- Directed by: Park Kang
- Written by: Park Kang
- Starring: Seo Hyun-woo; Ryu Abel [ko]; Shim Eun-woo; Ko Eun-min [ko]; Kim Woo-kyum;
- Distributed by: Film Movement
- Release date: October 2021 (Busan International Film Festival);
- Running time: 102 minutes
- Country: South Korea
- Language: Korean

= Seire (film) =

Seire (세이레) is a 2021 South Korean horror film directed by Park Kang and starring Seo Hyun-woo, Ryu Abel, Shim Eun-woo, Ko Eun-min and Kim Woo-kyum.

==Cast==
- Seo Hyun-woo as Woo-jin
- Ryu Abel
- Song Duk-ho as Intravenous Patient
- Shim Eun-woo
- Ko Eun-min
- Kim Woo-kyum
- Seo Jin-won as President of the Health Center

==Release==
The film premiered at the 26th Busan International Film Festival in October 2021. The film will receive a theatrical release in 2022.

==Reception==
Seire won the FIPRESCI award at the 26th Busan International Film Festival.

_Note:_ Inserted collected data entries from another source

PR #3421, opened 2026-06-18
Support: Enterprise - Document legacy client options for custom endpoints

mclark-ably:
## Description

The enterprise customization page only shows the `endpoint` client option in its code examples. This option was introduced in certain SDKs at certain versions and is not universally available.

Customers on older SDK versions who configure a custom endpoint have no reference for the legacy approach, which can result in the option being silently ignored and traffic being routed incorrectly.

This PR:
- Adds a note to the "Modify your code" section pointing to the legacy options for customers whose SDK does not support `endpoint`
- Adds a new "Use legacy client options" section (between "Modify your code" and "Roll out your changes") with JavaScript examples for both the Ably subdomain and custom domain cases, using `environment` and `restHost`/`realtimeHost`/`fallbackHosts` respectively

### Checklist

### DIFF
--- a/src/pages/docs/platform/account/enterprise-customization.mdx
+++ b/src/pages/docs/platform/account/enterprise-customization.mdx
@@ -123,6 +123,10 @@ Repeat this step for all fallback hosts in the `fallbackHosts` array, if provide
 
 Now that you have tested your custom endpoints, you must modify your code to instantiate the Ably client with the provided `ClientOptions`.
 
+<Aside data-type='note'>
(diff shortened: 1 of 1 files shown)


mclark-ably:
@m-hulbert 

We discussed this a while ago and this came up on another support ticket recently so I have added this PR to see if the changes here make sense / look ok to highlight the older environment client option. I choose to stick with just an ably-js example for now as the current page only has these examples but it would probably good to get additional ones added in the future

m-hulbert (approved):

Alain Elliot of Nerdly rated the film 4 stars out of 5, calling it "the perfect showcase of how to blend old tales and folklore in a modern setting and telling real stories that are relevant now".

Chad Collins of Dread Central rated the film 3.5 stars out of 5, calling it "a haunting, austere ghost story."

Neil Young of Screen Daily wrote a positive review of the film, stating that it "balances psychological probings and potentially supernatural elements in deliberately disorienting and accomplished fashion."

Panos Kotzathanasis of HanCinema gave the film a positive review, writing, "The overall minimalism with the occasional splashes of visually impressive moments appears to be a well-fitted approach for the "new generation" of horror films, along with the combination of a number of art-house elements, as the richness in context."

Sean Parker of Horror Obsessive wrote a positive review of the film.